Creating dynamic blocks from list of objects

I want to be able to create vault policies from a yaml configuration as follows

policies:
  policy-test-1:
    - capabilities:
        - read
        - create
      path: /foo/lala
    - capabilities:
        - create
        - patch
      path: /voo/lala
  policy-test-2:
    - capabilities:
        - update
        - delete
      path: /foo/lala

i.e. I want to provision so that each policy document may be able to have multiple statements.

var.policy_statements is the output of yamldecode of the above file.

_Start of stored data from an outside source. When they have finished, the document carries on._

PR #222, opened 2015-04-22
Fix promise helpers to return promises

simonratner:
These currently return an instance of Query rather than correctly executing the query and returning the promise with attached handler.

### DIFF
--- a/test/query.js
+++ b/test/query.js
@@ -6,6 +6,9 @@ var Document = require(__dirname+'/../lib/document.js');
 var util = require(__dirname+'/util.js');
 var assert = require('assert');
 var Promise = require('bluebird');
+Promise.onPossiblyUnhandledRejection(function() {
+    // suppress possibly unhandled rejection warnings
+});
 
 var modelNameSet = {};
 modelNameSet[util.s8()] = true;
@@ -978,7 +981,6 @@ describe('then', function() {
     User.then(function() {
         done();
     });
-
   });
   it('should run the query', function(done) {
     var name = util.s8();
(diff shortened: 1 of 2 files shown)


simonratner:
See also related neumino/rethinkdbdash/pull/83

simonratner:
Any chance of merging this? I would like to remove the monkey-patch in my code :)

neumino:
Sorry I completely missed this. Looking into it.

test/query.js
```diff
@@ -6,6 +6,9 @@ var Document = require(__dirname+'/../lib/document.js');
 var util = require(__dirname+'/util.js');
 var assert = require('assert');
 var Promise = require('bluebird');
+Promise.onPossiblyUnhandledRejection(function() {
```
neumino: Can you remove this and properly catch errors?
While it may be justified, it may catch other errors that we don't want to.

test/query.js
```diff
@@ -990,7 +992,104 @@ describe('then', function() {
...
+  });
+  it('should return a promise', function(done) {
+    var name = util.s8();
+
+    var Query = thinky.Query;
+    var r = thinky.r;
+    var User = thinky.createModel(modelNames[0], {id: String}, {init: false});
+
+    User.filter({}).then(function() {
+        // no-op
```
neumino: Why don't you call `done` here instead of chaining `spread`?

```
User.filter({}).then(function(result) {
  assert(Array.isArray(result));
  done();
}).catch(done)
```

neumino: Same questions for the other tests

neumino:
I'm fine with the modification in lib/query.js - and it's a good one, again sorry to have missed it :)

I'm a bit confused on the tests. Why do you need `spread`? And `Promise.onPossiblyUnhandledRejection`

simonratner:
Thanks for taking a look. The use of `spread` was to ensure that what is returned is actually a promise rather than a `Query` (which still had all those methods, just broken, hence the one existing test was passing and not catching the bug). `Promise.onPossiblyUnhandledRejection` is there for the same reason, one of the tests has an uncaught rejection intentionally as a passing condition, but that results in scary console spam from `bluebird`. I should've contained `Promise.onPossiblyUnhandledRejection` to just that test though.

I agree this is a pretty hacky way to do it, it would be better to check the type of the object returned. I'll take another pass at these tests today and see if I can get something better (for some reason, I couldn't get it to work right the first time I tried).

test/query.js
simonratner: To make sure that `done` is called from a completed promise chain, rather than just called by `Query` as part of constructing the term.

simonratner:
Updated with cleaner tests, not sure what I was smoking before (._.)

neumino:
Looks good to me, thanks @simonratner :)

The following approach using dynamic blocks however fails

data "vault_policy_document" "this" {

  dynamic "rule" {
    for_each = var.policy_statements

    content {
      path = rule.value.path
      capabilities = rule.value.capabilities
    }
  }



}

resource "vault_policy" "this" {
  for_each = var.policy_statements

  name   = each.key
  policy = data.vault_policy_document.this[each.key].hcl

}

│ Error: Unsupported attribute
│
│   on ../path/to/policies/main.tf  line 8, in data "vault_policy_document" "this":
│    8:       capabilities = rule.value.capabilities
│     ├────────────────
│     │ rule.value is list of object with 2 elements
│
│ Can't access attributes on a list of objects. Did you mean to access
│ attribute "capabilities" for a specific element of the list, or across all
│ elements of the list?
╵
╷
│ Error: Unsupported attribute
│
│   on ../path/to/policies/main.tf line 8, in data "vault_policy_document" "this":
│    8:       capabilities = rule.value.capabilities
│     ├────────────────
│     │ rule.value is list of object with 1 element
│
│ Can't access attributes on a list of objects. Did you mean to access
│ attribute "capabilities" for a specific element of the list, or across all
│ elements of the list?

What is the correct way to run the loop, given that each object with the policy name (e.g. policy-test-1) is an array of objects having as keys paths and capabilities?

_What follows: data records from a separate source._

PR #231, opened 2015-05-11
refactor(errors): standardize errors and clean up definitions

mbroadst:
- All errors now end with Error, and follow node Error convention
  - Simplified error inheritance with a base error class
  - Added ValidationErrorItem, providing a path for the future for
    multiple validation errors contained in a single error

### DIFF
--- a/lib/errors.js
+++ b/lib/errors.js
@@ -1,39 +1,73 @@
+'use strict';
+
+var util = require('util');
+
+/**
+ * The base class for all thinky errors
+ *
+ * @constructor
+ * @alias Error
+ */
+function ThinkyError(message) {
+  this.name = 'ThinkyError';
+  this.message = message || 'ThinkyError';
+  Error.captureStackTrace && Error.captureStackTrace(this, this.constructor);
+};
+util.inherits(ThinkyError, Error);
+
 /**
  * DocumentNotFound error which is returned when `get` returns `null`.
  * "Extends" Error
  */
 function DocumentNotFound(message) {
-  Error.captureStackTrace(this, DocumentNotFound);
+  ThinkyError.call(this, message);
+  this.name = "DocumentNotFound";
   this.message = message || "The query did not find a document and returned null.";
 };
-DocumentNotFound.prototype = new Error();
-DocumentNotFound.prototype.name = "Document not found";
-module.exports.DocumentNotFound = DocumentNotFound;
-
+util.inherits(DocumentNotFound, ThinkyError);
 
 /**
  * InvalidWrite error which is returned when an inplace update/replace return
  * anon valid document.
  * "Extends" Error
  */
-function InvalidWrite(message, raw) {
-  Error.captureStackTrace(this, InvalidWrite);
-  this.message = message;
+function InvalidWriteError(message, raw) {
+  ThinkyError.call(this, message);
+  this.name = "InvalidWriteError";
   this.raw = raw;
 };
-InvalidWrite.prototype = new Error();
-InvalidWrite.prototype.name = "Invalid write";
-module.exports.InvalidWrite = InvalidWrite;
-
+util.inherits(InvalidWriteError, ThinkyError);
 
 /**
  * ValidationError error which is returned when validation of a document fails.
  * "Extends" Error
  */
-function ValidationError(message) {
-    Error.captureStackTrace(this, ValidationError);
-    this.message = message;
+function ValidationError(message, errors) {
+  ThinkyError.call(this, message || 'Validation Error');
+  this.name = "ValidationError";
+  this.errors = errors || [];
 };
-ValidationError.prototype = new Error();
-ValidationError.prototype.name = "Document failed validation";
-module.exports.ValidationError = ValidationError;
+util.inherits(ValidationError, ThinkyError);
+
+/**
+ * Validation Error Item
+ * Instances of this class are included in the `ValidationError.errors` property.
+ *
+ * @param {string} field    The field that triggered the validation error
+ * @param {string} value    The value that generated the error
+ * @param {string} message  An error message
+ * @constructor
+ */
+function ValidationErrorItem(field, value, message) {
+  this.field = field || null;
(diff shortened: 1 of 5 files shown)


lib/errors.js
```diff
@@ -1,39 +1,73 @@
...
+
+var util = require('util');
+
+/**
+ * The base class for all thinky errors
+ *
+ * @constructor
+ * @alias Error
+ */
+var ThinkyError = function(message) {
```
neumino: Why the function expression and not the function declaration?

lib/errors.js
```diff
@@ -1,39 +1,73 @@
...
+
 /**
  * DocumentNotFound error which is returned when `get` returns `null`.
  * "Extends" Error
  */
-function DocumentNotFound(message) {
-  Error.captureStackTrace(this, DocumentNotFound);
+var DocumentNotFoundError = function(message) {
+  ThinkyError.call(this, message);
+  this.name = "DocumentNotFoundError";
```
neumino: Why did you move it in the constructor? It's technically not muting, so there's no need to recreate the name every time.

lib/errors.js
```diff
@@ -1,39 +1,73 @@
...
+};
+util.inherits(ThinkyError, Error);
+
 /**
  * DocumentNotFound error which is returned when `get` returns `null`.
  * "Extends" Error
  */
-function DocumentNotFound(message) {
-  Error.captureStackTrace(this, DocumentNotFound);
+var DocumentNotFoundError = function(message) {
```
neumino: Hum, people currently access this error with `thinky.Errors.DocumentNotFound`. While I'm not really opposed to `thinky.Errors.DocumentNotFound`, there is not a reason big enough to break compatibility here.
Could you switch it back to ``DocumentNotFound`?

lib/errors.js
neumino: Same thing for other properties.

lib/errors.js
```diff
@@ -1,39 +1,73 @@
+'use strict';
```
neumino: I'm pretty sure some code doesn't pass if we were to have "use strict" everywhere.

From a more general point of view, I'm still not convinced that "use strict" is that good. It may help to catch a few things, but they are not hard to catch without, and overall it's takes more time than it save.

mbroadst: the only place ```'use strict';``` doesn't work currently is in the schemautils (lib/schema.js), and that's because of a recursive this reference iirc. 

I'm not sure I agree with you about ```'use strict';```, how does it take more time than it saves? Frankly it was basically as easy as adding it to the top of each file, and have that locked in and enforced by jshint.. took no time at all, and you get these benefits from it: 

"Strict mode makes several changes to normal JavaScript semantics. First, strict mode eliminates some JavaScript silent errors by changing them to throw errors. Second, strict mode fixes mistakes that make it difficult for JavaScript engines to perform optimizations: strict mode code can sometimes be made to run faster than identical code that's not strict mode. Third, strict mode prohibits some syntax likely to be defined in future versions of ECMAScript." (from [here](https://developer.mozilla.org/en-US/docs/Web/JavaScript/Reference/Strict_mode))

mbroadst: I'd also like the note that I tested this code very aggressively against the unit tests, and you can see yourself from the wercker run that all of this code *does* have strict mode enabled almost everywhere and passes all tests fine.

lib/errors.js
mbroadst: so it can be easily reused and exported

lib/errors.js
mbroadst: okie doke

lib/errors.js
mbroadst: I moved it all to the constructor because I felt like it made the code more readable to move all manipulation to the same place. Definitely properties like e.g. message need to be computed on a case-by-case basis. Your argument is that it wastes resources or something to not define name as part of the prototype? I'm not sure it's warranted considering the number of potential error objects created in the lifetime of using this module, so I opt for readability in that case

lib/errors.js
marshall007: I think @neumino asking why not continue using function declarations (i.e. `function ThinkyError(message) { ... }`) instead? Either way `ThinkyError` will be defined in this scope so I'm not sure what you mean by easily reused/exported.

mbroadst: oh I thought he was asking about why it was being assigned to the variable. Is there a benefit to the alternative approach (seems there's always more for me to learn about javascript :smile:)

marshall007: @mbroadst see [function declaration hoisting](https://developer.mozilla.org/en-US/docs/Web/JavaScript/Reference/Statements/function#Function_declaration_hoisting) (MDN docs), that's basically the only difference.

neumino:
Sorry for the delay, I had a bug in prod yesterday and it took all night to track it down.

I thought the point of your PR was to support returning all errors during a validation instead of the first one. This pull request just create a new "super" class ThinkyError. It's technically a breaking change since `e.constructor` doesn't return the same thing.

I also don' t understand what's the point of introducing a super class. Thinky never throws error, just reject promises. So the only time you would have to check whether an error is from thinky or not is you use something like `Promises.all` with one thinky promise and something else.

mbroadst:
@neumino the point of having a base class for all errors is to isolate shared behaviors between all subclasses: specifically in this case ```Error.captureStackTrace && Error.captureStackTrace(this, this.constructor);``` and giving it a default message if one was accidentally not provided. This is a common pattern throughout most node projects, and I'm not sure I would consider it a breaking change, but we may differ in opinion here (who is really comparing constructors of thrown Errors? I think people are generally catching errors and printing/forwarding their messages, and/or using typeof in which case it would still work fine).

I began working on returning all validation errors within the top level ValidationError, but I figured that while I working in parts of code where I saw that improvements could be made I would refactor as I went (I tend to work this way). Thinky does indeed throw errors when it comes to validation. Generally, I think it's "best practice" to make errors as standardized, and informative as possible, and that's what I was going for here.

PR #232, opened 2015-05-11
general code cleanup

mbroadst:
Apologies for the massive PR, but I hope that I've broken the commits into small enough pieces to make it clear what I actually did. The gist of it is that I used a combination of the closure-linter (fixjsstyle in particular) as well as jshint to apply a first-pass cleanup to the entire codebase (excluding tests for the moment). Additionally, I added a Makefile grouping a number of tasks that otherwise would have gone into the package.json (the Makefile gives a little more power over e.g. select selection). Finally, as part of the cleanup for certain jshint bugs I added some convenience helpers and unrolled some loops.

The tests all still pass, so as far as I can tell I haven't introduced any errors (given your respectable 82% code coverage!)

### DIFF
--- a/.jshintrc
+++ b/.jshintrc
@@ -1,0 +1,35 @@
+{
+  "bitwise":false,
+  "boss":true,
+  "expr":true,
+  "camelcase":false,
+  "curly":false,
+  "eqeqeq":true,
+  "freeze":true,
+  "immed":true,
+  "indent":2,
+  "latedef":"nofunc",
+  "laxbreak":true,
+  "laxcomma":true,
+  "newcap":true,
+  "noarg":true,
+  "node":true,
+  "strict": true,
+  "trailing":true,
+  "undef":true,
+  "esnext":true,
+  "unused":"vars",
+  "nonbsp": true,
+  "maxdepth": 8,
+  "globals": {
+    "Promise": true
+  },
+  "predef": [
+    "describe",
+    "it",
+    "before",
+    "beforeEach",
+    "after",
+    "afterEach"
+  ]
+}
--- a/.jshintrc
+++ b/.jshintrc
@@ -21,6 +21,7 @@
   "unused":"vars",
   "nonbsp": true,
   "maxdepth": 8,
+  "proto": true,
   "globals": {
     "Promise": true
   },
--- a/Makefile
+++ b/Makefile
@@ -1,0 +1,21 @@
+REPORTER ?= spec
+TESTS = $(shell find ./test/* -name "*.js")
+NPM_BIN = ./node_modules/.bin
+
+jshint:
+	$(NPM_BIN)/jshint lib
+
+fixjsstyle:
+	fixjsstyle -r lib --strict --jslint_error=all
+
+coverage:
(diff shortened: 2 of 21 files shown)


neumino:
Hum, I'm not sure what to do with this pull requests:
- On one hand there's some good cleaning
- On another, I'm not a big fan of a few changes, typically spacing in the `for` loops, `forEach` etc.

There are also a few quirks in the script, typically `do` and `delete` do not require space when chaining (I just quickly skimmed through the changes, so I may have missed more).

mbroadst:
@neumino again this is all a matter of taste, but the rules used here are just a run of "fixjsstyle" from the closure-linter project. So these are the rules run for e.g. every single google javascript in existence today (to address your point about quirks). I think the important part is that style is consistent one way or another, which was not the case previously in the project.

I'm sure we can play around with the linter to get something close to your particular style, but the important part of this is to encode the rules and make sure they are run consistently (this is why the jshint target was added, and is forced to run before coverage and test targets)

mbroadst:
@neumino also, are you saying above that you're agains forEach? Why? There were a number of cases in your code that I identified cases where loop variables were used and not hoisted, potentially leading to silently overwritten values. I find the forEach syntax far more expressive, and in most cases does away with the need for a needless loop variable. Are you concerned that it reduces performance or something? Or just have an affinity for for-loops?

neumino:
Ok I thought a bit about that (lint, cleaning and sutff)

I have to run lint at work, and it's kind of a pain. It make sense there because we are many to work on the same code. So far I've been maintaining thinky mostly by myself with the help of a few like @marshall007 or @mindjuice. 
I still update it, but do it for fun (I'm not paid here) and running lint (or something similar) would remove some of the fun.

If you want to submit a PR with adding missing colon I will merge it. If it's about changing how spacing is done, or replacing `for` loops with forEach, I won't merge it.

Sorry for that, I'm aware that you put some effort for that, and I'm genuinely thankful, but as long as I'm the main contributor, I don't want to have to change my style. If one day someone become a recurrent contributor, I would be open to talk about style again, but not yet.

mbroadst:
@neumino I've decided to close my PRs because I think we just differ on opinion a little bit, and that's okay! I understand you're doing this for fun, and genuinely appreciate the work that you've done on this project. For me, I'm contemplating using this as a core part of product at a pretty large scale, so it's very important for me that it be as maintainable as possible, and a huge part of that imho is automation of these types of processes.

I inherited a Vault setup that managed policies in YAML in the way you propose.

Based on my experience, I strongly recommend that you do not do this.

1) All policies in one file is bad

By placing all policies in one file like this, it becomes harder to easily visually see the separation between policies, and when multiple people work on the policy definitions, the possibility for Git (or other version control system) merge conflicts is created, when people change policies which just happen to be adjacent in the file.

As the number of policies all grouped together in one file increases, in a large Vault instance used by multiple teams, you can end up with a huge unwieldy YAML file. I know by costly experience that parsers get very slow when working with 1 megabyte of YAML, and GitHub’s web UI experience degrades.

Additionally, I learnt that people in general struggle to understand where to put comments on items in a large YAML list of nested objects.

2) Don’t invent your own policy dialect

From experience, again, I find it’s a disadvantage to need to train your users to understand a custom YAML dialect of Vault policy specification, when all the documentation you’ll find on the internet uses HCL.

Also, in the particular YAML representation choices made above, you make the capabilities lists very verbose, whilst the important identifiying item in each policy element, the path, is pushed to the end of the element, making the policies less easily readable than the canonical HCL forms.

3) Don’t use the Terraform vault_policy_document data source if you can avoid it

You’ll be storing all of your policies in your Terraform state file twice.

Also, if you’re using Vault Enterprise, the control_group feature is not exposed in the Terraform data source.

So, what should you do instead

Just write your policies as individual HCL files.

Use Terraform’s fileset function to get a list of all of the filenames matching *.hcl, and the file function to load the content, which you can then pass directly to your Terraform vault_policy resource.